Each entry must be returned exactly. None may be omitted.
---------- RECORD SET ----------
PR #3259, opened 2025-12-02

rkuester:
models with a clean API. This provides an easy, readable solution for
creating models in unit tests, unified with our need for editing models
in the compression code itself.

The module eliminates manual index tracking and buffer management
through automatic bookkeeping, supporting both declarative and
imperative construction styles.

Supports quantization parameters (per-tensor and per-channel), metadata
key-value pairs, and read-modify-write workflows.

BUG=part of #3256

### DIFF
--- a/tensorflow/lite/micro/compression/BUILD
+++ b/tensorflow/lite/micro/compression/BUILD
@@ -237,6 +237,28 @@ py_test(
     ],
 )
 
+py_library(
+    name = "model_editor",
+    srcs = ["model_editor.py"],
+    deps = [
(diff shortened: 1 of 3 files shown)


rkuester:
Closing this draft. It was an early standalone PR for the model_editor
module, the unified API for creating, reading, and modifying TFLite
models that the compression tooling builds on.

That commit has been reworked and is now up for review as #3439, and
also appears in the full-change preview #3400. Follow #3439 for
model_editor; #3256 tracks the overall plan.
----------
> [SOLVED EXERCISE]
PR #3259, opened 2025-12-02

rkuester:
models with a clean API. This provides an easy, readable solution for
creating models in unit tests, unified with our need for editing models
in the compression code itself.

The module eliminates manual index tracking and buffer management
through automatic bookkeeping, supporting both declarative and
imperative construction styles.

Supports quantization parameters (per-tensor and per-channel), metadata
key-value pairs, and read-modify-write workflows.

BUG=part of #3256

### DIFF
--- a/tensorflow/lite/micro/compression/BUILD
+++ b/tensorflow/lite/micro/compression/BUILD
@@ -237,6 +237,28 @@ py_test(
     ],
 )
 
+py_library(
+    name = "model_editor",
+    srcs = ["model_editor.py"],
+    deps = [
(diff shortened: 1 of 3 files shown)


rkuester:
Closing this draft. It was an early standalone PR for the model_editor
module, the unified API for creating, reading, and modifying TFLite
models that the compression tooling builds on.

That commit has been reworked and is now up for review as #3439, and
also appears in the full-change preview #3400. Follow #3439 for
model_editor; #3256 tracks the overall plan.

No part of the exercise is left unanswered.